There is a great online service mentioned in the back of the book that removes all barriers to you trying this approach of asking real customers what they think about your product or service, for about $35. No excuses! http://www.usertesting.com/

Lean as a new way of thinking: one great book, covering Toyota’s development of lean manufacturing (the parent of agile) is Jeff Liker’s book The Toyota Way. It gives you the basic premises of running a lean business with lots of examples.

If the nerdy tech stuff starts to fascinate you, then it’s hard to beat James Shore’s primer on agile software development.
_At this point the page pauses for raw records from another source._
PR #3991, opened 2019-02-19
DVCSMP-4643 RGBW Bulbs adding as Color Temperature Bulbs

greens:
Adds the "color temperature light" deviceId to the color temp bulb generic fingerprints to prevent mistaken fingerprint matches.

### DIFF
--- a/devicetypes/smartthings/zigbee-white-color-temperature-bulb.src/zigbee-white-color-temperature-bulb.groovy
+++ b/devicetypes/smartthings/zigbee-white-color-temperature-bulb.src/zigbee-white-color-temperature-bulb.groovy
@@ -32,8 +32,8 @@ metadata {
 
 
 		// Generic
-		fingerprint profileId: "0104", deviceId: "010C", inClusters: "0000, 0003, 0004, 0005, 0006, 0008, 0300", outClusters: "0019"
-		fingerprint profileId: "0104", deviceId: "010C", inClusters: "0000, 0003, 0004, 0005, 0006, 0008, 0300, 0B04", outClusters: "0019"
+		fingerprint profileId: "0104", deviceId: "010C", inClusters: "0006, 0008, 0300", outClusters: "0019" // deviceId 010C = "White color temperature light"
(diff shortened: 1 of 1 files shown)


greens:
zll-rgbw-bulb, but there are a couple of device IDs for those devices. Should I also do the permutations of the generic fingerprint for all of those?

Was it also your intention to add generic fingerprints to zigbee-rgbw-bulb?

devicetypes/smartthings/zigbee-white-color-temperature-bulb.src/zigbee-white-color-temperature-bulb.groovy
```diff
@@ -32,8 +32,8 @@ metadata {
 
 
 		// Generic
-		fingerprint profileId: "0104", inClusters: "0000, 0003, 0004, 0005, 0006, 0008, 0300", outClusters: "0019"
-		fingerprint profileId: "0104", inClusters: "0000, 0003, 0004, 0005, 0006, 0008, 0300, 0B04", outClusters: "0019"
+		fingerprint profileId: "0104", deviceId: "010C", inClusters: "0000, 0003, 0004, 0005, 0006, 0008, 0300", outClusters: "0019"
```
tpmanley: I was thinking that for these generic deviceId specific fingerprints we should add a comment at the end of the fingerprint to identify the deviceId since most people won't know what that means. In this case it would be `Color temperature light`. Do you guys like that? An alternative is no comment or a new join name that says `Generic Color Temperature Light` or something like that.

tpmanley: I also think we should remove any clusters that are not used by the DTH. So in this case we only need 0006, 0008 and 0300.

varzac: I think a comment would be nice, but for the join name I think defaulting to the DTH name is fine since it's basically a generic name.

greens:
Updated.

tpmanley (approved):

varzac (approved):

Any deeper than that then Martin Fowler’s blog is compulsory reading: http://martinfowler.com/

You’ll impress the pants off people if you can comprehend and quote from these principles: http://agilemanifesto.org/ and http://agilemanifesto.org/principles.html

Getting things done fast: no better book (or easier read) than Rework by 37 Signals. This puts a lot of the principles above into practice, and if you only read one book, this might be it.

And lastly, from a cultural and organizational change perspective, this is a toolset you should plan on using with your teams: http://www.human-synergistics.com.au/ plus they have a free conference in Melbourne later in the year that people should really try to find a way of getting to.

Working in an Agile way will change habits, and with careful planning those changes in habits can start a landslide of cultural change.